**Action item**
Pull every line with "that" from the material.

Top of Input

PR #314, opened 2016-08-31
Fix winrm4j in Karaf

neykov:
winrm4j version update has fixes for OSGi. Also adding an extension bundle to httpcomponents-asyncclient so that it's able to see `org.apache.http.ssl package` (that's fixed in later revision releases of the jar).

### DIFF
--- a/pom.xml
+++ b/pom.xml
@@ -155,7 +155,7 @@
         <maxmind.version>0.8.1</maxmind.version>
         <maxmind-db.version>0.3.4</maxmind-db.version>
         <jna.version>4.0.0</jna.version>
-        <winrm4j.version>0.3.5</winrm4j.version>
+        <winrm4j.version>0.4.0</winrm4j.version>
         <karaf.version>4.0.4</karaf.version>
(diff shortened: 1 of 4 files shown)


pom.xml
```diff
@@ -155,7 +155,7 @@
         <maxmind.version>0.8.1</maxmind.version>
         <maxmind-db.version>0.3.4</maxmind-db.version>
         <jna.version>4.0.0</jna.version>
-        <winrm4j.version>0.3.5</winrm4j.version>
+        <winrm4j.version>0.4.0-SNAPSHOT</winrm4j.version>
```
geomacy: Why snapshot, is that a temporary thing until we can get a 4.0.something built?

neykov: that's right - to facilitate testing until we get a winrm4j release out

ahgittin: jenkins failure

`[WARNING] The POM for io.cloudsoft.windows:winrm4j:jar:0.4.0-SNAPSHOT is missing, no dependency information available`

let's get `0.4.0` out (not snapshot) and simply reference it ?

ahgittin:
excellent workaround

Bottom of Input

**Reply to the task**
winrm4j version update has fixes for OSGi. Also adding an extension bundle to httpcomponents-asyncclient so that it's able to see `org.apache.http.ssl package` (that's fixed in later revision releases of the jar).
geomacy: Why snapshot, is that a temporary thing until we can get a 4.0.something built?
neykov: that's right - to facilitate testing until we get a winrm4j release out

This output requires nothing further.